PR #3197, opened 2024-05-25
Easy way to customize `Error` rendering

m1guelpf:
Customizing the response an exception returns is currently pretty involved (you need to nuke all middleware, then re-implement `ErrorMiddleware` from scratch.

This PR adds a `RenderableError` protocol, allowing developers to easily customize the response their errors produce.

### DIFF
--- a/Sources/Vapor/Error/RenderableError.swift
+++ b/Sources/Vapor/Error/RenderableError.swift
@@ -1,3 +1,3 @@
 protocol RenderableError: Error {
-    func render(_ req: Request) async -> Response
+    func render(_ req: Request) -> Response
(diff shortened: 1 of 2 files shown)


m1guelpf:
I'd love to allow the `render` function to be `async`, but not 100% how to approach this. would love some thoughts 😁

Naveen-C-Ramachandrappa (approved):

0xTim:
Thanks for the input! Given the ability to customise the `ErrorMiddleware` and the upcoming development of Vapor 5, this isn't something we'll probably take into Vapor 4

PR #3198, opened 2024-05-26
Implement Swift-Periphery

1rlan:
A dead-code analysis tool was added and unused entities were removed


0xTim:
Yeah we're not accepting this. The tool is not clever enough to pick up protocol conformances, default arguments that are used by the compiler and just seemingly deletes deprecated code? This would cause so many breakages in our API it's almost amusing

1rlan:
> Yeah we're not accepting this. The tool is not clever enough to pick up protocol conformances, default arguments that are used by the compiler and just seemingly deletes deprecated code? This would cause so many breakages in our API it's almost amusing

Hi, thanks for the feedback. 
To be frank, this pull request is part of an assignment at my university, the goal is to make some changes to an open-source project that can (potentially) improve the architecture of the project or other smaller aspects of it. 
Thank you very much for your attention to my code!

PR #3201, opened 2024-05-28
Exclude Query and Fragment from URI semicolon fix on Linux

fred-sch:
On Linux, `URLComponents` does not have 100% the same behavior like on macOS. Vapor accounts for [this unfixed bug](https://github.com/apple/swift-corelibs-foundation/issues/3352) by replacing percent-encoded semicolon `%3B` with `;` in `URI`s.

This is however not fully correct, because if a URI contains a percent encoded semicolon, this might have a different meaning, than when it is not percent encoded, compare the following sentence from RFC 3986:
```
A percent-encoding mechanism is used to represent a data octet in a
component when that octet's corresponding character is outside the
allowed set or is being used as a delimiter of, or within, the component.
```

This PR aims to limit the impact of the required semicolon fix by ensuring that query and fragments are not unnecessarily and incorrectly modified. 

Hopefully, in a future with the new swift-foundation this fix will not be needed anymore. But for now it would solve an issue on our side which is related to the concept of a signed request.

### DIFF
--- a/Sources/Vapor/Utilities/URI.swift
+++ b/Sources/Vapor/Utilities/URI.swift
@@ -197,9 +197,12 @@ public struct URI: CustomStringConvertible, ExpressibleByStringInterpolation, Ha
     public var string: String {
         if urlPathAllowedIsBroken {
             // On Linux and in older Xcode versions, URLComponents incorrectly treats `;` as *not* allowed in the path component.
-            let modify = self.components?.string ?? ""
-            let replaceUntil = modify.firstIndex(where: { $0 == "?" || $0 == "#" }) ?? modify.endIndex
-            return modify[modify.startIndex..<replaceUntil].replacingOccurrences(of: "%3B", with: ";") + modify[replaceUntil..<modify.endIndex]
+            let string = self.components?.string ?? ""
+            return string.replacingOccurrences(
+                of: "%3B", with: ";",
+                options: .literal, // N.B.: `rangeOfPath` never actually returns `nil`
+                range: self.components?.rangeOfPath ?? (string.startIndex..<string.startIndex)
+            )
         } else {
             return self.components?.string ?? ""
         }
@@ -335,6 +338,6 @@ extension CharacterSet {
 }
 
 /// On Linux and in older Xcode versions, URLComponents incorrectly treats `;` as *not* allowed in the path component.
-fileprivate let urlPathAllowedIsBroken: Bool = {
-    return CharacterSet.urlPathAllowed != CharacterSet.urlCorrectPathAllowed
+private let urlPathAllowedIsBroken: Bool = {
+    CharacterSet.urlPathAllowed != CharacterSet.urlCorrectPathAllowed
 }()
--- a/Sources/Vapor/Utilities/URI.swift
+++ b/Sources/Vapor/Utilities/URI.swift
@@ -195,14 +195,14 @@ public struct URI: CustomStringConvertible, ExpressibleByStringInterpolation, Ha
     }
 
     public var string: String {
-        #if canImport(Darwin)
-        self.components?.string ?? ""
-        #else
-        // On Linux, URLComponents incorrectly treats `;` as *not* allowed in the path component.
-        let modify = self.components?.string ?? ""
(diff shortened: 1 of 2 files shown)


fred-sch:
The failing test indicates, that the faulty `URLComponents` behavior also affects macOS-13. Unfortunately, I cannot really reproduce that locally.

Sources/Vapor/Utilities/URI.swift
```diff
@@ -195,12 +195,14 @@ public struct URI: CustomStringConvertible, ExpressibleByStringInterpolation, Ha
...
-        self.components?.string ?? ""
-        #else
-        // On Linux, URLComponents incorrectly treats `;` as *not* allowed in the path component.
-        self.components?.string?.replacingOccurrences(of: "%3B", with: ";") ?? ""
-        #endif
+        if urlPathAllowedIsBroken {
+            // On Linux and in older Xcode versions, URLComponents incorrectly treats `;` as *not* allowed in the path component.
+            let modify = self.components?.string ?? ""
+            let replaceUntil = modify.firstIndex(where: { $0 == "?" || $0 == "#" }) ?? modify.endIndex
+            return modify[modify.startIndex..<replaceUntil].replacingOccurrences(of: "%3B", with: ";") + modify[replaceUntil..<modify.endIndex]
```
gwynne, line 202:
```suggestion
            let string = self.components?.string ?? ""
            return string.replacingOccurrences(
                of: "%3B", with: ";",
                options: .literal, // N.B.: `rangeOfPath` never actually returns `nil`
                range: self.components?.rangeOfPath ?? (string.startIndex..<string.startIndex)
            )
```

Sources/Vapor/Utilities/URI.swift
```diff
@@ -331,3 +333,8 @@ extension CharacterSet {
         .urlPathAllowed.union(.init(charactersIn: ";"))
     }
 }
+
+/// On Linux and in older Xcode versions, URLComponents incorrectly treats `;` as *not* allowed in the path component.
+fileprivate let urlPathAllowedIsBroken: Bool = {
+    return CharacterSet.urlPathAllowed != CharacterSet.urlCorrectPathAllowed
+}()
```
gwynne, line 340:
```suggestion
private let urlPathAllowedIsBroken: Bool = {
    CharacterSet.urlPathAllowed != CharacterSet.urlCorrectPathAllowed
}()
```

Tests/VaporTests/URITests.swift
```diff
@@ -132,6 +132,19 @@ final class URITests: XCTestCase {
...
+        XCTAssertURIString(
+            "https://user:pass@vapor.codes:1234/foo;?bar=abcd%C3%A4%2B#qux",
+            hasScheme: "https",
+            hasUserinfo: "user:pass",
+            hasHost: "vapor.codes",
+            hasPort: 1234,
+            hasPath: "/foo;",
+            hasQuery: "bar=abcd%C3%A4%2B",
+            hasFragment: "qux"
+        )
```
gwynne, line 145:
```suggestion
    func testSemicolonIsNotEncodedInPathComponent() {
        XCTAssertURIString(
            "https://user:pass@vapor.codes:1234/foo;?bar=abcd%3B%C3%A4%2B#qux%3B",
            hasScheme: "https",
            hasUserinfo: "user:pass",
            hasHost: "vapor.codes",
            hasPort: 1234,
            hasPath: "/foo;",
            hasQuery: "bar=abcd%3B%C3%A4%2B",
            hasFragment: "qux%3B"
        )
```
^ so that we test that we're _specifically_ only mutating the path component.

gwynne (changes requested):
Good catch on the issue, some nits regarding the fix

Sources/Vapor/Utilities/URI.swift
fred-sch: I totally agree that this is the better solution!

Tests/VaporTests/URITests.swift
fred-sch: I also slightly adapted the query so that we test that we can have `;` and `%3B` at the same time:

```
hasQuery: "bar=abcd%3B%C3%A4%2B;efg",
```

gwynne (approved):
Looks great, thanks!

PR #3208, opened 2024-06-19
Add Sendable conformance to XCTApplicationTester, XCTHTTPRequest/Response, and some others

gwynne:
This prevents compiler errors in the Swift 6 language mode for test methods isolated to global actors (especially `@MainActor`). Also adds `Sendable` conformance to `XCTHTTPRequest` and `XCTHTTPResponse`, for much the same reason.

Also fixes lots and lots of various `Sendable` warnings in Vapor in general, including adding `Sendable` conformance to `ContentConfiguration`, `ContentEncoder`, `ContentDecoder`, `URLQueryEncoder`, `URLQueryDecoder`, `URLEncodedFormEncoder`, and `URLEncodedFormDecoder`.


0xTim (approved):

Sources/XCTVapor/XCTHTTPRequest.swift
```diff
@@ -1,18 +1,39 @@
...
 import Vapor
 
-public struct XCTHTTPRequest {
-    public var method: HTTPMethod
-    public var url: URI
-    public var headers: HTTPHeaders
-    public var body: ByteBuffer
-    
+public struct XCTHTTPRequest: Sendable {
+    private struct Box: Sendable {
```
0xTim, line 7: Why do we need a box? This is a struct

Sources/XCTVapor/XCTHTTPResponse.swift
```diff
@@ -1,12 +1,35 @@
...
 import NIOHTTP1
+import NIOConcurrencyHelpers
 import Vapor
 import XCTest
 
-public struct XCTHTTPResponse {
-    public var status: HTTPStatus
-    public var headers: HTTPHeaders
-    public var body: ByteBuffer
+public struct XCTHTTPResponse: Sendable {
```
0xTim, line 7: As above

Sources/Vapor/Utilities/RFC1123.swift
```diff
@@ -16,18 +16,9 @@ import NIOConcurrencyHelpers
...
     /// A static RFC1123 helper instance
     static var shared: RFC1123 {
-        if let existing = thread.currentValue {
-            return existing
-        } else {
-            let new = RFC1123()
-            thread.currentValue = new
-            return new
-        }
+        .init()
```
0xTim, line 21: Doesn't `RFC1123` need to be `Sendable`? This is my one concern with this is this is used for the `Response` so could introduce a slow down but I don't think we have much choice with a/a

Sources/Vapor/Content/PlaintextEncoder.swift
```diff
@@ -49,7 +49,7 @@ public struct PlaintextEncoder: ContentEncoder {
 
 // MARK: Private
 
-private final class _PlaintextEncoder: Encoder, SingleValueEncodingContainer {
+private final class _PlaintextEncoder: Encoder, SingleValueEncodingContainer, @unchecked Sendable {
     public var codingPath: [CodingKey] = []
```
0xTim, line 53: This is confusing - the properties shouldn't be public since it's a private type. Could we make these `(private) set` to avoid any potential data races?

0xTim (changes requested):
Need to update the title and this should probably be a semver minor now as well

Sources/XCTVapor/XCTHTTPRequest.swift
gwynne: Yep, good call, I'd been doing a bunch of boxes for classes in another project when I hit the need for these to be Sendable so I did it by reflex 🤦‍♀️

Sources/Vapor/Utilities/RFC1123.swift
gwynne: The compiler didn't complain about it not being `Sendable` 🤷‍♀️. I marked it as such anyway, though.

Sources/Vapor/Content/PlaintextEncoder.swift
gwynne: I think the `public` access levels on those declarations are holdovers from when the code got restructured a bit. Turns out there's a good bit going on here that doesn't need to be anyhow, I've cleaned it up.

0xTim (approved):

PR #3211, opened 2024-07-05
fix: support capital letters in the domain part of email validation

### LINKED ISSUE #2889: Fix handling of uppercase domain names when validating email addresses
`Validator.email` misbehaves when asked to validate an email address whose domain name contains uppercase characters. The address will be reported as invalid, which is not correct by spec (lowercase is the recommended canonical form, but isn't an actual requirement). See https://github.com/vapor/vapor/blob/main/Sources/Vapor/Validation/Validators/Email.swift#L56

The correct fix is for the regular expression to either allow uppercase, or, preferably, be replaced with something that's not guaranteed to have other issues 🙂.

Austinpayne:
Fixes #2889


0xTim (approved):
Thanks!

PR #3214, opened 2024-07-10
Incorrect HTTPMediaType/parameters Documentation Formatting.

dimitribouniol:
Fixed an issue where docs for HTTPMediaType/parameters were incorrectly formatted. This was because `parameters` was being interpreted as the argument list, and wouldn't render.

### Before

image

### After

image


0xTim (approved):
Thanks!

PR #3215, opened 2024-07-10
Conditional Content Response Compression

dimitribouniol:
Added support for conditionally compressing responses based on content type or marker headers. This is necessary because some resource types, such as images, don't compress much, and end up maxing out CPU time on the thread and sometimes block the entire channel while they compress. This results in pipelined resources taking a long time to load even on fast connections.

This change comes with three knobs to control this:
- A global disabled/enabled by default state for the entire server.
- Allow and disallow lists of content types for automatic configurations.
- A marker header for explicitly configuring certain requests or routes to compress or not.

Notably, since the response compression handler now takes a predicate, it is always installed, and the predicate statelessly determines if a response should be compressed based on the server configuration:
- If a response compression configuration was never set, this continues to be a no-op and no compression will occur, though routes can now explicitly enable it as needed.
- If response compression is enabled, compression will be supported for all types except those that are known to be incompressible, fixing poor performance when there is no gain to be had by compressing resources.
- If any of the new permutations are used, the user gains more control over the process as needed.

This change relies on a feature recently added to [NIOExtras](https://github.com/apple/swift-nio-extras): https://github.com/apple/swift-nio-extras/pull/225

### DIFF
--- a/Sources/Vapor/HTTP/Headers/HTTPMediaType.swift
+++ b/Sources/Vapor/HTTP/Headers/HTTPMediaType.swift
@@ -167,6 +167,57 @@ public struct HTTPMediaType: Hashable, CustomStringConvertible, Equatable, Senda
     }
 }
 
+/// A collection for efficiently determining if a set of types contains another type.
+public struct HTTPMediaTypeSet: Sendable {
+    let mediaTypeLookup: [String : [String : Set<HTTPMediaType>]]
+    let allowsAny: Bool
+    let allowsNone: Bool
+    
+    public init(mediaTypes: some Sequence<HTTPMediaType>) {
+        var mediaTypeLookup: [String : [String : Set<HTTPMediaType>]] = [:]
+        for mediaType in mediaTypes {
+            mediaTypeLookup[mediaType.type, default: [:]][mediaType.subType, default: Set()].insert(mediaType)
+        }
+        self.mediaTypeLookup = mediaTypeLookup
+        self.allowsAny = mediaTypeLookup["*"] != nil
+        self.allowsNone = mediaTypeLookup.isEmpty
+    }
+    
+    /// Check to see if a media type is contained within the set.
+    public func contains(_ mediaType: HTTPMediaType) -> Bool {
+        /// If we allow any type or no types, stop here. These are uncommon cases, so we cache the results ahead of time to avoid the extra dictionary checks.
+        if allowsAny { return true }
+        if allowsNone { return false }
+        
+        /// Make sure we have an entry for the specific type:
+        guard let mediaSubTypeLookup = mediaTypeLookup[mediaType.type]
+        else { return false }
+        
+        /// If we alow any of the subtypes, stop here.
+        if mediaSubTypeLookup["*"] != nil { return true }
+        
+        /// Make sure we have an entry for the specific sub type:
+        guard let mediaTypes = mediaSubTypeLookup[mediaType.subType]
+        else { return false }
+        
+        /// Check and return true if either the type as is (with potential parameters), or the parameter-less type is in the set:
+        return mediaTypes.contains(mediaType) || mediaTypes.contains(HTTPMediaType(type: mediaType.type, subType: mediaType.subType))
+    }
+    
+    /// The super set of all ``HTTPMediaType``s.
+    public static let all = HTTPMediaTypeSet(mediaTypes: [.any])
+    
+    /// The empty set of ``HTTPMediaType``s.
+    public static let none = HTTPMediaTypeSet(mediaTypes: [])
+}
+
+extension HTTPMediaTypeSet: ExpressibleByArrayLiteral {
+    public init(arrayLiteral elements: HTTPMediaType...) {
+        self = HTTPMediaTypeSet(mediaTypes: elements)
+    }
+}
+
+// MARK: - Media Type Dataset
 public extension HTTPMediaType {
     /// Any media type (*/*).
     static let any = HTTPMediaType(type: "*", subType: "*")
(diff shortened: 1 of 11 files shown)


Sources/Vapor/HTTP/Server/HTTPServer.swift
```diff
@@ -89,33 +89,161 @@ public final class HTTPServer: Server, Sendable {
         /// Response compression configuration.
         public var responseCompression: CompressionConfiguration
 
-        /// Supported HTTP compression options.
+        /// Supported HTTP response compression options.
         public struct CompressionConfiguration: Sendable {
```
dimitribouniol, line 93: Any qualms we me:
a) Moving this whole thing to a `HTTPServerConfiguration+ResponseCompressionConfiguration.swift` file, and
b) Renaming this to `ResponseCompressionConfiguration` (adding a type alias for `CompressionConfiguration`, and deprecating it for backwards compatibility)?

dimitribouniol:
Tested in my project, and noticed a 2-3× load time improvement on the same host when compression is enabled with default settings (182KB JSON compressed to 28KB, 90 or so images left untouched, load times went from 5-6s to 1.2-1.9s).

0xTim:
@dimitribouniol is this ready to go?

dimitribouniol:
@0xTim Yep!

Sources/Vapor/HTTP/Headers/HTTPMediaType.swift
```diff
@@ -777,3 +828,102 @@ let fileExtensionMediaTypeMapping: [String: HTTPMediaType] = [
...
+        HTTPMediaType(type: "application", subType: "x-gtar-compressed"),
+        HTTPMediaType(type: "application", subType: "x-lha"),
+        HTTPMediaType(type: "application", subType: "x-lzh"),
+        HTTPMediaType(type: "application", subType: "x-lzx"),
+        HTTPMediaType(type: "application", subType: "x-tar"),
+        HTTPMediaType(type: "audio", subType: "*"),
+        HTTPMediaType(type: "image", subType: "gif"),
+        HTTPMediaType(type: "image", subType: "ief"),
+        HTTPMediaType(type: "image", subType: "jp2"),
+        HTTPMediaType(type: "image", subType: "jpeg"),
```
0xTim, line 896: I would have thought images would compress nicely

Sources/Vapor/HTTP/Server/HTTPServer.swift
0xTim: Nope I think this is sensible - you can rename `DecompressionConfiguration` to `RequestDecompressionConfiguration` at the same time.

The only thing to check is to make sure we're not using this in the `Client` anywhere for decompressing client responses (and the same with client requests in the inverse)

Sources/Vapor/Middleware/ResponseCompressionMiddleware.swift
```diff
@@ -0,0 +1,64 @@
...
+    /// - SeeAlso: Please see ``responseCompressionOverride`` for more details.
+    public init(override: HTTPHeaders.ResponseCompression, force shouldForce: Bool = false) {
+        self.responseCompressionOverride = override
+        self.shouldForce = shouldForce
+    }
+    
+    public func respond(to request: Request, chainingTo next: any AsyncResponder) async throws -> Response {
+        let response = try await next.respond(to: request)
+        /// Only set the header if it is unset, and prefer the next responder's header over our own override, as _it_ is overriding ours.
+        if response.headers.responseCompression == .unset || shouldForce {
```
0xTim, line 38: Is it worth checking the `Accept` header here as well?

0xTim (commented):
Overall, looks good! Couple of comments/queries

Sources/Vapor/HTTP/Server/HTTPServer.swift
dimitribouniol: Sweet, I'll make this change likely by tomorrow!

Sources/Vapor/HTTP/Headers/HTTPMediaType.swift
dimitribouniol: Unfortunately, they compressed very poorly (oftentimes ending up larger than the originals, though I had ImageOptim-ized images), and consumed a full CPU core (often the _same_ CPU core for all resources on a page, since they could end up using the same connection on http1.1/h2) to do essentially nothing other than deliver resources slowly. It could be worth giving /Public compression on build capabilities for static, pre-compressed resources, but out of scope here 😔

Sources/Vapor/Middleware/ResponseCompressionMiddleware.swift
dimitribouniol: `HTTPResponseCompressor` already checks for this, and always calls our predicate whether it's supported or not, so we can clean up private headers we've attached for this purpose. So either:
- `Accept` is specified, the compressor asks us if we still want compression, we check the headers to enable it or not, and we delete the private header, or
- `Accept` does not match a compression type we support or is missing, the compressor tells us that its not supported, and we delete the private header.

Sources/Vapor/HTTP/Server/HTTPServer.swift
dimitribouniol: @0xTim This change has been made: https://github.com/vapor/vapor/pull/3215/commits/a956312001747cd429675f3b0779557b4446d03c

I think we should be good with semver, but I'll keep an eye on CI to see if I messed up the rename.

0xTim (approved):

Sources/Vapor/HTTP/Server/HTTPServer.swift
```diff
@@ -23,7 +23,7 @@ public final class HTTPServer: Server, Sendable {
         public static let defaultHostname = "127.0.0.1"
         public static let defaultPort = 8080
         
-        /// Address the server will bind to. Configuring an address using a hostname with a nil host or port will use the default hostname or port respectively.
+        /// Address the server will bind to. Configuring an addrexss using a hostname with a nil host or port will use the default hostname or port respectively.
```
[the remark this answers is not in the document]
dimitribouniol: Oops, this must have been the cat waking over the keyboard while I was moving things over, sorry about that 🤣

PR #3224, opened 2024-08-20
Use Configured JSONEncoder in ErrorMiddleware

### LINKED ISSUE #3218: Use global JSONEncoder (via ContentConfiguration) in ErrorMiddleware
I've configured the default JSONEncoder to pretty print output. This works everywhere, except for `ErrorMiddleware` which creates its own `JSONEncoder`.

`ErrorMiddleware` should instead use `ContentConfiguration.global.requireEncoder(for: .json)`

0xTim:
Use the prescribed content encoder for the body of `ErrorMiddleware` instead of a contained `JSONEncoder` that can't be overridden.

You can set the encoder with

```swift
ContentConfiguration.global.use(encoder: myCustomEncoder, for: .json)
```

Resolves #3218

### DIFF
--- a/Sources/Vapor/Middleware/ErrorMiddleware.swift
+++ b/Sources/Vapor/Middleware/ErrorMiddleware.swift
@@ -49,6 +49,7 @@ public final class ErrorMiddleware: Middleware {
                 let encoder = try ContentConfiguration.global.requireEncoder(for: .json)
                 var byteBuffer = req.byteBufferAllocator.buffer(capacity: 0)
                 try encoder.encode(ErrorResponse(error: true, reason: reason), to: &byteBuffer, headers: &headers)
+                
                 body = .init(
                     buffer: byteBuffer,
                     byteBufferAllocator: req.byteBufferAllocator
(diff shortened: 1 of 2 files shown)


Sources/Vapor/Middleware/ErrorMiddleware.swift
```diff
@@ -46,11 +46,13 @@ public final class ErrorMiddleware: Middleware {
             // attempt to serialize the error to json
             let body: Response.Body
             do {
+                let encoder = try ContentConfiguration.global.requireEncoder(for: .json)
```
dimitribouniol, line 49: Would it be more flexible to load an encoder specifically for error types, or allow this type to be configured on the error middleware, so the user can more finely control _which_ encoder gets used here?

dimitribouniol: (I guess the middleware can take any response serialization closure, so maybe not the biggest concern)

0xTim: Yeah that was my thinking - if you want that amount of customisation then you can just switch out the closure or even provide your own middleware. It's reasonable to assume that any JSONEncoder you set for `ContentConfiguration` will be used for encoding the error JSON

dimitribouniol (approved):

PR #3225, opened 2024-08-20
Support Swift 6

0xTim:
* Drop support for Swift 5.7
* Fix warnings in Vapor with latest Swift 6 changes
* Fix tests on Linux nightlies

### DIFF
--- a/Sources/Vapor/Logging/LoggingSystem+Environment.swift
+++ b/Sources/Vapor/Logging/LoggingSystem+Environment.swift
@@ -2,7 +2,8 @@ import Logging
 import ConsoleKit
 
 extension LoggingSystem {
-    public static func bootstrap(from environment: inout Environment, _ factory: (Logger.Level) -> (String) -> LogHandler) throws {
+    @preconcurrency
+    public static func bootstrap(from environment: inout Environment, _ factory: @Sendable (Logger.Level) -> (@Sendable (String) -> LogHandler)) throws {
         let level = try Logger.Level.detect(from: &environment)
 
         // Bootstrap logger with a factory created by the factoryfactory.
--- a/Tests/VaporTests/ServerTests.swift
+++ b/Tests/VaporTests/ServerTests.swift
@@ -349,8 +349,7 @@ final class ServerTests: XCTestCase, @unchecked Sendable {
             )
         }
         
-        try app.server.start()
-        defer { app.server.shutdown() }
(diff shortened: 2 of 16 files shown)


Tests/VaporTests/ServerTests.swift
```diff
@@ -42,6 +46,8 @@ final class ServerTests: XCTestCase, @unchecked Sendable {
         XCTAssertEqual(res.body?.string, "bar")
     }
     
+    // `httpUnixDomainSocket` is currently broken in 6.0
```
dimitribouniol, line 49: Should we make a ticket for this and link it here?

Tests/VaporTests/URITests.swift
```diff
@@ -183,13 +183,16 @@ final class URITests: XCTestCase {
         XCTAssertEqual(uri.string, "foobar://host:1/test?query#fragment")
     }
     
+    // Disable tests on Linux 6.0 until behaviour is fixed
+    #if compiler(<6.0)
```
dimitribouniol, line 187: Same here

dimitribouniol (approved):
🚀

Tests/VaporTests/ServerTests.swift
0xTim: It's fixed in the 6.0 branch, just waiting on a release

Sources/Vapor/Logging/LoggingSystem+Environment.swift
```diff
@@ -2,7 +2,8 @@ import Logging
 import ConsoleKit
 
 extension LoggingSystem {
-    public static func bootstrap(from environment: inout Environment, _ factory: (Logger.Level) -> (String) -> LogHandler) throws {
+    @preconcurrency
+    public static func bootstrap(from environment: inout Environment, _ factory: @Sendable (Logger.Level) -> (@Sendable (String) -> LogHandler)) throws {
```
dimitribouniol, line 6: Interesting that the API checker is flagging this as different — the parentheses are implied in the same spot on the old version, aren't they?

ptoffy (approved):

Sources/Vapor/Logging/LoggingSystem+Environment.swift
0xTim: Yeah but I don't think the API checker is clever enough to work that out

> PROBLEM DETAILS
Exactly the lines running from the top of the records to the line that contains "async -> Response", inclusive, must be set down, and nothing more.

> EXERCISE RESPONSE
PR #3197, opened 2024-05-25
Easy way to customize `Error` rendering

m1guelpf:
Customizing the response an exception returns is currently pretty involved (you need to nuke all middleware, then re-implement `ErrorMiddleware` from scratch.

This PR adds a `RenderableError` protocol, allowing developers to easily customize the response their errors produce.

### DIFF
--- a/Sources/Vapor/Error/RenderableError.swift
+++ b/Sources/Vapor/Error/RenderableError.swift
@@ -1,3 +1,3 @@
 protocol RenderableError: Error {
-    func render(_ req: Request) async -> Response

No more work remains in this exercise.